■ PROBLEM TO WORK ON: Give an exact copy of the data that follows.

* * * *

PR #84, opened 2024-05-21
Add suggestions to README

ernesgonzalez33:
Added three suggestions on the README based on my experience while playing with the repo

### DIFF
--- a/README.md
+++ b/README.md
@@ -212,8 +212,8 @@ git push origin HEAD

* * * *

■ ANSWER:
PR #84, opened 2024-05-21
Add suggestions to README

ernesgonzalez33:
Added three suggestions on the README based on my experience while playing with the repo

### DIFF
--- a/README.md
+++ b/README.md
@@ -212,8 +212,8 @@ git push origin HEAD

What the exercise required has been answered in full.